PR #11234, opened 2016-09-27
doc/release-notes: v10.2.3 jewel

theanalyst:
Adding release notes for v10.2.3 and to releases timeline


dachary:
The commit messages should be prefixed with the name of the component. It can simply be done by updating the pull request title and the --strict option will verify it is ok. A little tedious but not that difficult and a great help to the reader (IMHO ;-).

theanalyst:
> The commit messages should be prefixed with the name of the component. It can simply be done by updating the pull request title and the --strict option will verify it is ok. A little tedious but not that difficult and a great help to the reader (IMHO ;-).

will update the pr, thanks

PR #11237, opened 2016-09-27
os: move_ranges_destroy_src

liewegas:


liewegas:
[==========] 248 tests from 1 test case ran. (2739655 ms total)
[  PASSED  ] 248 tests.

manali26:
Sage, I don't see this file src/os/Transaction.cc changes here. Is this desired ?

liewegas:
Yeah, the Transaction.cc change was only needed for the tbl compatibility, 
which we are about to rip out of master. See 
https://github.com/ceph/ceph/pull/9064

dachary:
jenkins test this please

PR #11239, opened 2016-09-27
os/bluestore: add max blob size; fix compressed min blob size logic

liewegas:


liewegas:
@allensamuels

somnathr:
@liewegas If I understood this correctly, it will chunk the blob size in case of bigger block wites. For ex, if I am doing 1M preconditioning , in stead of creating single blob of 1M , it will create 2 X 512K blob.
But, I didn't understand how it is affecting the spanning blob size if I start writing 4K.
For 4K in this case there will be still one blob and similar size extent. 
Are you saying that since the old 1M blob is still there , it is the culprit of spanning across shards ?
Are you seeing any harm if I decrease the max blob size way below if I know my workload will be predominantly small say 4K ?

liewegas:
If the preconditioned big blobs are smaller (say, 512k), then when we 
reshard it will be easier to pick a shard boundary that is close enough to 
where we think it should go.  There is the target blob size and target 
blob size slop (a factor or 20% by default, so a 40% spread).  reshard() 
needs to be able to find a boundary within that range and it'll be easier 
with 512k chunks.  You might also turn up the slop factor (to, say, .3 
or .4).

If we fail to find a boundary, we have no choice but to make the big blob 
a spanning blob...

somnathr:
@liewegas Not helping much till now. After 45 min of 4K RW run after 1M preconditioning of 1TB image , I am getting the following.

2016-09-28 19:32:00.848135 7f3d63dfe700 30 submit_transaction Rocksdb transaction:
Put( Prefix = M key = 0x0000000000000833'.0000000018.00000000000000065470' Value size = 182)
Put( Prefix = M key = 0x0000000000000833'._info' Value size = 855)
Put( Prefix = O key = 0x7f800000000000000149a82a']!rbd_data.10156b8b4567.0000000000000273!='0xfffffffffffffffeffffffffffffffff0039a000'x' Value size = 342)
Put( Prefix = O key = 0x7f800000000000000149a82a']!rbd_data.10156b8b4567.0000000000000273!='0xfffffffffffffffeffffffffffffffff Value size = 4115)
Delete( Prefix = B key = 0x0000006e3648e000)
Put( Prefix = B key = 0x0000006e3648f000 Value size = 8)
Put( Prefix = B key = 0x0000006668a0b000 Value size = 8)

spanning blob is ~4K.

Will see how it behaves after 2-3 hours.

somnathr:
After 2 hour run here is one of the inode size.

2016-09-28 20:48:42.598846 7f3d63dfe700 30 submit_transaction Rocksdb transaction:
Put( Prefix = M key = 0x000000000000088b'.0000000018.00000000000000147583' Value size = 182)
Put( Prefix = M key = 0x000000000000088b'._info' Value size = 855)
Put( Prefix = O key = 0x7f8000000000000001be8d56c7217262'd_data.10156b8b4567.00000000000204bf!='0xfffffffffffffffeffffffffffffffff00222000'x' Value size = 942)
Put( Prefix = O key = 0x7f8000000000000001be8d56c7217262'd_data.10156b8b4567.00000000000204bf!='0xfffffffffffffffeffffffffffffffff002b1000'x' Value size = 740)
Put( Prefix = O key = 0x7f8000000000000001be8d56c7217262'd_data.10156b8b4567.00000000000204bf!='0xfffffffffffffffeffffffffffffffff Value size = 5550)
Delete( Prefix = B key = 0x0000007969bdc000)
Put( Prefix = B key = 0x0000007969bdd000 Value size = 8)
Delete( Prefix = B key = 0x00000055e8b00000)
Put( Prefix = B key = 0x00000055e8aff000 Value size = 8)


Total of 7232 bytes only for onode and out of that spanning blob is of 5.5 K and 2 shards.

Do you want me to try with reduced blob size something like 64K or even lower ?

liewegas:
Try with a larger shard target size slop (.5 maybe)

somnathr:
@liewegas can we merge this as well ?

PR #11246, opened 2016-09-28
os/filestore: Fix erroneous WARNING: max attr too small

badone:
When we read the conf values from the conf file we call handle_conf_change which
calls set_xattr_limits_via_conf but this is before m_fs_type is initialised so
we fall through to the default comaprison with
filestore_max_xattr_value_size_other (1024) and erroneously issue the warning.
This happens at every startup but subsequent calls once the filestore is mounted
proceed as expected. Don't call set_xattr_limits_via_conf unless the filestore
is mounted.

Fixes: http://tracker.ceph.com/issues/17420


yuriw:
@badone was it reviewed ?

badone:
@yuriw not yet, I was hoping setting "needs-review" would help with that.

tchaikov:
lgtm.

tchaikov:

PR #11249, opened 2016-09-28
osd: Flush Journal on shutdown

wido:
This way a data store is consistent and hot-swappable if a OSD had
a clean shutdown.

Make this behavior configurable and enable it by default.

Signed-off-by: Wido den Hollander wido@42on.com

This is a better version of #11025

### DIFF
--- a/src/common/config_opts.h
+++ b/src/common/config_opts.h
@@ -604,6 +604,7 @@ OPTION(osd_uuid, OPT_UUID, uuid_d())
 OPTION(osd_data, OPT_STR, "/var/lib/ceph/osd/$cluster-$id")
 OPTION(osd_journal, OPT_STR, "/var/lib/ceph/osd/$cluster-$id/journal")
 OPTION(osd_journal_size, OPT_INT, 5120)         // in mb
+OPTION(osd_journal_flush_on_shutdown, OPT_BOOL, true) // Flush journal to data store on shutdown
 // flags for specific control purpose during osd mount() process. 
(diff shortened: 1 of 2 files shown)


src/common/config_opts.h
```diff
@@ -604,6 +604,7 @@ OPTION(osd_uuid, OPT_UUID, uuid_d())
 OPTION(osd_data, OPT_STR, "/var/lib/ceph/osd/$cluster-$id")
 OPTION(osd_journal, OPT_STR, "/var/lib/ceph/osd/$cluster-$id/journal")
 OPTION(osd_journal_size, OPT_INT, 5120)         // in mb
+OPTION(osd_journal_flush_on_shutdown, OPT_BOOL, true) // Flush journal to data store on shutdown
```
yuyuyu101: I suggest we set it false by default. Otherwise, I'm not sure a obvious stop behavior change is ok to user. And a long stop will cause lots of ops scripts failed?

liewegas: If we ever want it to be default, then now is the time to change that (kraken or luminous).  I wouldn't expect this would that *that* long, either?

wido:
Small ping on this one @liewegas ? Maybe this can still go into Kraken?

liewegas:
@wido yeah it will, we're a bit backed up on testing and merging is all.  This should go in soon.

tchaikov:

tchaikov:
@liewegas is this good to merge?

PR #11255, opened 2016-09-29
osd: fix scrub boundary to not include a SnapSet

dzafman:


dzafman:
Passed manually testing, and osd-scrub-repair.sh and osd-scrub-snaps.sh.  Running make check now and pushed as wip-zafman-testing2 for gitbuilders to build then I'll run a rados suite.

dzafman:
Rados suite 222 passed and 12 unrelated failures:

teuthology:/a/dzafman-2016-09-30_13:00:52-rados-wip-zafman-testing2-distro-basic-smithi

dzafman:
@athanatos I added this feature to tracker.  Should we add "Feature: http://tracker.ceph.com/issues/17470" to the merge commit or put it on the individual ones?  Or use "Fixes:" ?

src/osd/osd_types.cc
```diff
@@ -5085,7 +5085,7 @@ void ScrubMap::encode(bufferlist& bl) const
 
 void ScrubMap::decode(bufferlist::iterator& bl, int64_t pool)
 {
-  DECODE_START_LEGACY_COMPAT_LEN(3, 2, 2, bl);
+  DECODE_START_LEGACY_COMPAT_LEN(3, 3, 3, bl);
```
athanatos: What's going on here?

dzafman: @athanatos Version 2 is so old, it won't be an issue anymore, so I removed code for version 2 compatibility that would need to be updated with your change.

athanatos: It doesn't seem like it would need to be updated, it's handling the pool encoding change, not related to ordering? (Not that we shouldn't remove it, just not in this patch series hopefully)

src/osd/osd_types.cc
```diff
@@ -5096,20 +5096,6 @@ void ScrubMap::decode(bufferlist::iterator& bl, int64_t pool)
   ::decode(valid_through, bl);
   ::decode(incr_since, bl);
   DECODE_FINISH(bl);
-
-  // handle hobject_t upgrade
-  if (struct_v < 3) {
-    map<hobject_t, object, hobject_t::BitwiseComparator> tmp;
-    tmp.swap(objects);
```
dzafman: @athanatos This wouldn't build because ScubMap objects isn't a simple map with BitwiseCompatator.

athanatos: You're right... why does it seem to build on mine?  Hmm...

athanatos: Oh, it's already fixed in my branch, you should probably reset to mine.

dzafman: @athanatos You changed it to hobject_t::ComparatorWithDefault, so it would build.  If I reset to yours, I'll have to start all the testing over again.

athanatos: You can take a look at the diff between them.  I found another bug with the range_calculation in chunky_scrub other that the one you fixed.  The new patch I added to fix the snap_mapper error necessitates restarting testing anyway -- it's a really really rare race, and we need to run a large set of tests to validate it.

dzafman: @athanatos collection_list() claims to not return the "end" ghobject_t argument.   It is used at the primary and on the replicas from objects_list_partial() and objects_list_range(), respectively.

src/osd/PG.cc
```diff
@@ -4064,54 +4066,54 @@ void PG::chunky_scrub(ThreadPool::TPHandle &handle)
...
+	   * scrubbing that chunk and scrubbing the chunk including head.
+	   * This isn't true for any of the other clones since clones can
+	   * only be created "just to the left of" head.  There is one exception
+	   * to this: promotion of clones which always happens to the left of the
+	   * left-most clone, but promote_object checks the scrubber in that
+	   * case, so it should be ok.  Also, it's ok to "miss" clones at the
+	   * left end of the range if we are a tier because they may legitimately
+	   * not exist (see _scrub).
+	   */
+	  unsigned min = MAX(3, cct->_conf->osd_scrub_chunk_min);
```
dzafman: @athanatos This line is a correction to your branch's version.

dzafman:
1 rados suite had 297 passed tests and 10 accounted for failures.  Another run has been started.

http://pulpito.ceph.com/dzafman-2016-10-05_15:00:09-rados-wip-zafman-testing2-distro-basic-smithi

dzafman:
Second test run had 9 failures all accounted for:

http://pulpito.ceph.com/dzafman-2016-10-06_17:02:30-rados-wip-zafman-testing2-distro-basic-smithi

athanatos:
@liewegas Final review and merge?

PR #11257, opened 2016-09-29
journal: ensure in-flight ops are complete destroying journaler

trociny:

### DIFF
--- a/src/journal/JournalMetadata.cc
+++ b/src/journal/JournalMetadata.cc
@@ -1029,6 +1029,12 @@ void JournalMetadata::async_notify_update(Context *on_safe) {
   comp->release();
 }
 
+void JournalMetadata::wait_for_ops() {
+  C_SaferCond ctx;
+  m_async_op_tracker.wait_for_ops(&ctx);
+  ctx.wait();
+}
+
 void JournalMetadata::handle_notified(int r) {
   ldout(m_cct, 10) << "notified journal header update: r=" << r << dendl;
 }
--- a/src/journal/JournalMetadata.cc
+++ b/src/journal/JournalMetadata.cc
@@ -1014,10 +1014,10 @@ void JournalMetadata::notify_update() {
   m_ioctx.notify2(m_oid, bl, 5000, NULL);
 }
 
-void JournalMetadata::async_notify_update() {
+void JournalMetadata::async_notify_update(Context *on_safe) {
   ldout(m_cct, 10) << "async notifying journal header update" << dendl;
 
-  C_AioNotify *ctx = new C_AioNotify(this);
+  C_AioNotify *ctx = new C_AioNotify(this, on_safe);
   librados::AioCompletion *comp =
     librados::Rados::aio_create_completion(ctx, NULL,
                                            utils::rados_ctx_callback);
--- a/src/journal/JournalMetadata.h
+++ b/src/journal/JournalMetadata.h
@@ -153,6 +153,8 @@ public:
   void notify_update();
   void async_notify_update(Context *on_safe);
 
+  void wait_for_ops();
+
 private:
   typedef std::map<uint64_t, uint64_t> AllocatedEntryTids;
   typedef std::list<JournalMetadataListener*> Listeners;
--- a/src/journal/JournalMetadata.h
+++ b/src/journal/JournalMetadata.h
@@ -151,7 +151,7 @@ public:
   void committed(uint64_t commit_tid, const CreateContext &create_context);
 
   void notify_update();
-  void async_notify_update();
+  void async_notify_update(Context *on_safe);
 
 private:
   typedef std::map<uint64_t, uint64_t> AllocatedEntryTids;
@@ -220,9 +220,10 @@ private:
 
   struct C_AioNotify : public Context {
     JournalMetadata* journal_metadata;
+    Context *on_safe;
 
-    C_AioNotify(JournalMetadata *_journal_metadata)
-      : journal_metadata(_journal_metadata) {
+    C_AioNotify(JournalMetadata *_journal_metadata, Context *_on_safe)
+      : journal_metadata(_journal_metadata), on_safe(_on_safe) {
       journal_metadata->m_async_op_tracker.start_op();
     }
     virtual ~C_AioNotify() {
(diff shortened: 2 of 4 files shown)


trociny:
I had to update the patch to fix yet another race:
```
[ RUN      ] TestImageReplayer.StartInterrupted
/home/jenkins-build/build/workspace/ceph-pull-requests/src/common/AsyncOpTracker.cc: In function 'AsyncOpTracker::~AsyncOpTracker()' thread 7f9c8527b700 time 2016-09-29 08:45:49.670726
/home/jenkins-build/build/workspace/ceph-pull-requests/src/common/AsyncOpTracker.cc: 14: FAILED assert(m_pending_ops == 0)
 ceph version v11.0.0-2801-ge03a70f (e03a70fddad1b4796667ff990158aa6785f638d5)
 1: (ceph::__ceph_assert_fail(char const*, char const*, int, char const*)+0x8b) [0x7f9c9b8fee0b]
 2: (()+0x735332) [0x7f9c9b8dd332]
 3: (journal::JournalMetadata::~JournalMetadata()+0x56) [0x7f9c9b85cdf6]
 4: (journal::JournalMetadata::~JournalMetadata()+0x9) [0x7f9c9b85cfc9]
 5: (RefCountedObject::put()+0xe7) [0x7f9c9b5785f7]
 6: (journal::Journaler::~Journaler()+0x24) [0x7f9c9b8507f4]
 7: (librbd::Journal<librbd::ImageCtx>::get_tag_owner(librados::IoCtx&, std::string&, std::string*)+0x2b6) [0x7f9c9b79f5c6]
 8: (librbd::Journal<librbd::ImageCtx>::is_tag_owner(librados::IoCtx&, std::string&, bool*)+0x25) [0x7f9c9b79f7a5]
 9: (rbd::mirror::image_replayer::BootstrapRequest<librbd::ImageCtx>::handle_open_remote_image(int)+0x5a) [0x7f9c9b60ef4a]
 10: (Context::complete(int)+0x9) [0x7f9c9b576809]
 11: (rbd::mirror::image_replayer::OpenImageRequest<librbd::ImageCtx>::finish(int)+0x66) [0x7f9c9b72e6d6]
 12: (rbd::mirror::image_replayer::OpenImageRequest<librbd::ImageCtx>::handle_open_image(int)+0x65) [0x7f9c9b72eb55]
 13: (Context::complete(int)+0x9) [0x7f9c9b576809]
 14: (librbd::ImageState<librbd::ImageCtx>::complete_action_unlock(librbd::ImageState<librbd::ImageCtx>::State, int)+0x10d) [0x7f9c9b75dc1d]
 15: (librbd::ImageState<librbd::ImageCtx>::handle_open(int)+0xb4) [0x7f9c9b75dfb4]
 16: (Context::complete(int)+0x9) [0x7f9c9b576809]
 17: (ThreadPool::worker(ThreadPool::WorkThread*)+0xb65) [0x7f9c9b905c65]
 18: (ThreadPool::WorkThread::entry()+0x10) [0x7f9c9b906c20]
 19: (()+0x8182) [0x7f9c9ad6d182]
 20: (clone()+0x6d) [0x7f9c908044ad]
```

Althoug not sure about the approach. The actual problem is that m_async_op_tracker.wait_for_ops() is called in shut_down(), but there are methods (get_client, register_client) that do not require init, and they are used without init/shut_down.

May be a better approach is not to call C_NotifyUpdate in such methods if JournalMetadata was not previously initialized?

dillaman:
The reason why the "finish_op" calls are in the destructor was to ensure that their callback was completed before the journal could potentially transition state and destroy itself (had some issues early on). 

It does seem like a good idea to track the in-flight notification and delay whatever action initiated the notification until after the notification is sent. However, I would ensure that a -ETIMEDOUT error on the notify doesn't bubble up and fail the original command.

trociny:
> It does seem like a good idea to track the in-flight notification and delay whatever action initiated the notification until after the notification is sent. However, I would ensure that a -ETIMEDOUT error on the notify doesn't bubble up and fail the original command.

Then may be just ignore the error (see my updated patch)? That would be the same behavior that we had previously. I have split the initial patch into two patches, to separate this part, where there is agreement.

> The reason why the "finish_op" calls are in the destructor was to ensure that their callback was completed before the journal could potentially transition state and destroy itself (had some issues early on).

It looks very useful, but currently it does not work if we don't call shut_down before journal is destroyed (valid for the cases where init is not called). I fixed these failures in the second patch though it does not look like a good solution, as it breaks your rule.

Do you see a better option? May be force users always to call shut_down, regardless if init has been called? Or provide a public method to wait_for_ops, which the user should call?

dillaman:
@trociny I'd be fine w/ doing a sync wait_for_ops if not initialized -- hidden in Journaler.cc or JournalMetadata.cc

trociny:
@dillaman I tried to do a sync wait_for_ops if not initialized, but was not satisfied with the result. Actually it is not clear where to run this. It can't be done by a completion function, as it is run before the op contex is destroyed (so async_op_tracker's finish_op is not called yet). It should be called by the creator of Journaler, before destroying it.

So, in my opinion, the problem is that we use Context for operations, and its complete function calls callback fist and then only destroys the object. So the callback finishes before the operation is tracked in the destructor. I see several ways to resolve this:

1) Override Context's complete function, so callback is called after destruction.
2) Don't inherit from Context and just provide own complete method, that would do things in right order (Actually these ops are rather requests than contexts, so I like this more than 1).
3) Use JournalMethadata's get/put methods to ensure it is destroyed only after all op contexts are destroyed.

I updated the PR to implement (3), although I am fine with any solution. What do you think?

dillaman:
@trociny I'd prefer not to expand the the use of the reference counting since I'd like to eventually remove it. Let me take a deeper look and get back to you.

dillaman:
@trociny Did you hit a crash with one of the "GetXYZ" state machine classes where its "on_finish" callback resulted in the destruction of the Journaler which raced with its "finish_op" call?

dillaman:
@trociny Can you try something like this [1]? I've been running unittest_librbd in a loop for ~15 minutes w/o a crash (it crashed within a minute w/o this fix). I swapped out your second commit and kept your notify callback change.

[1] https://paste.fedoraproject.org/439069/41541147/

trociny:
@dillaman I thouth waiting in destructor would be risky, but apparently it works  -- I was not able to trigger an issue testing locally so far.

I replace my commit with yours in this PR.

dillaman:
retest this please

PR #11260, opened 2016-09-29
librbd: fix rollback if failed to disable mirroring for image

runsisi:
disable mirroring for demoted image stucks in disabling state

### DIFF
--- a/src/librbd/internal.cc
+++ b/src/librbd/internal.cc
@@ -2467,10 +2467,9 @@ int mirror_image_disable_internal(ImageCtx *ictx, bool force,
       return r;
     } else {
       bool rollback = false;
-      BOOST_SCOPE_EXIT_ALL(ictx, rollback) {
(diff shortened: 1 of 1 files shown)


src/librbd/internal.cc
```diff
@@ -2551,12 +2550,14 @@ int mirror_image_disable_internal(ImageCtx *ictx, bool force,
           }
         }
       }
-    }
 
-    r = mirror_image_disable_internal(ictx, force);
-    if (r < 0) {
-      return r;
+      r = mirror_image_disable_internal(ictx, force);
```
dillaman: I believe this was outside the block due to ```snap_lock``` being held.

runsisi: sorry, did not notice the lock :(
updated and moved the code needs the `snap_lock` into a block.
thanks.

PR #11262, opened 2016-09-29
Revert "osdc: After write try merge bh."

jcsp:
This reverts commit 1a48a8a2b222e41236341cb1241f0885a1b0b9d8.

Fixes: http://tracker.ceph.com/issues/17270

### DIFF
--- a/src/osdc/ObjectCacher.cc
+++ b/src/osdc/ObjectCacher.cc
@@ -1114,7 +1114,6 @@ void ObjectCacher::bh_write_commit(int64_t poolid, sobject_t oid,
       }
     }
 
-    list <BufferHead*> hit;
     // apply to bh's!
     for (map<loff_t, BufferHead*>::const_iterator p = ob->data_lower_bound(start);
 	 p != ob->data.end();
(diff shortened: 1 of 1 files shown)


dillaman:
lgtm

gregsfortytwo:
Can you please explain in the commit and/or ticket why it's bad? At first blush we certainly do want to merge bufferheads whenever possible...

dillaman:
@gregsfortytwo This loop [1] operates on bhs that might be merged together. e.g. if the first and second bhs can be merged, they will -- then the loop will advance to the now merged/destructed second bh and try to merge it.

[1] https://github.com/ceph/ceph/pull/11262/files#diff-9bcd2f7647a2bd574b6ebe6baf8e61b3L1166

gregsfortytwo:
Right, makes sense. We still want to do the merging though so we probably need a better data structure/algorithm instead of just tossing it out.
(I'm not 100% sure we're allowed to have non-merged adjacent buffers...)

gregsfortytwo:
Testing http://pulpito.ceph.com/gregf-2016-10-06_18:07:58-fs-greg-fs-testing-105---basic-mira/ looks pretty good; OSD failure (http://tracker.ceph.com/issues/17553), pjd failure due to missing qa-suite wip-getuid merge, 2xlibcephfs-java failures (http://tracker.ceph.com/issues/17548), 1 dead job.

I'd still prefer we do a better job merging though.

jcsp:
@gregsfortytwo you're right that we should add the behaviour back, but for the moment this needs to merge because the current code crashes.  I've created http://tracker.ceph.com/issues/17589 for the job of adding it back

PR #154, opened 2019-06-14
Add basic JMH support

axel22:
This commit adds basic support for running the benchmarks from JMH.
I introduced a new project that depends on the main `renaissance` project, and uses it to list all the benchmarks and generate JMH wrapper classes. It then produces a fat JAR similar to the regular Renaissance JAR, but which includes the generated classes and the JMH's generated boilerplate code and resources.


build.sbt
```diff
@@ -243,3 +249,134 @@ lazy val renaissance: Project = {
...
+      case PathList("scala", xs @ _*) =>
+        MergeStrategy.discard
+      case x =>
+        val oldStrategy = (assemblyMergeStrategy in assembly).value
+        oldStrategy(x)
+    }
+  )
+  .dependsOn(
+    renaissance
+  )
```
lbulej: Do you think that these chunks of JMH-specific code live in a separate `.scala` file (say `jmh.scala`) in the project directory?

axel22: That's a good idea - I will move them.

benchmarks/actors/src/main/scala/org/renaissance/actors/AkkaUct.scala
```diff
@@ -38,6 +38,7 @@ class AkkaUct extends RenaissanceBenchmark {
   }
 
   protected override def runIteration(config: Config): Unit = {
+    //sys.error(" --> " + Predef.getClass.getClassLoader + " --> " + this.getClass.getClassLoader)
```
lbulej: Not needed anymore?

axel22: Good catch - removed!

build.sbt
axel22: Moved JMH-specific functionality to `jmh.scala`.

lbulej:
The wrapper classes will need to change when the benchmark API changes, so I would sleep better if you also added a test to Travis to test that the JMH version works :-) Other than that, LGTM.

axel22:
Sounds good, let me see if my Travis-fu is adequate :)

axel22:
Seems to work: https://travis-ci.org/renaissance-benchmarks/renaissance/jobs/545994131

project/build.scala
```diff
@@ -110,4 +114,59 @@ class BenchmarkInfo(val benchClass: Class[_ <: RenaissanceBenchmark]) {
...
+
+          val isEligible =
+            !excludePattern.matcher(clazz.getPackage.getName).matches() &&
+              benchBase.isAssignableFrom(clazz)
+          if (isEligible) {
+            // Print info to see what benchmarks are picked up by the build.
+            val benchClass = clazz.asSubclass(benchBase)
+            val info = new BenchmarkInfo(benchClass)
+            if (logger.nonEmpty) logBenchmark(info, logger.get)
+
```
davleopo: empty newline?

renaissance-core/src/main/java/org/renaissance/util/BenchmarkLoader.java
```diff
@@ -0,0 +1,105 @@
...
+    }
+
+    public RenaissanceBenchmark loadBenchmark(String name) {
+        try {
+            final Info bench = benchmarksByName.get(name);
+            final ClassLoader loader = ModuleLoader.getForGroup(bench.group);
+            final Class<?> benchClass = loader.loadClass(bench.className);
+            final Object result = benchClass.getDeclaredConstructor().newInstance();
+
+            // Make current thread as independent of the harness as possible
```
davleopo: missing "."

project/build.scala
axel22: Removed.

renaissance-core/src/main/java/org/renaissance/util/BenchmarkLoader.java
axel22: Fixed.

- **Your goal**: Could you state how many lines of the records contain "easier"? Give the number and nothing else.

- **The answer**: 2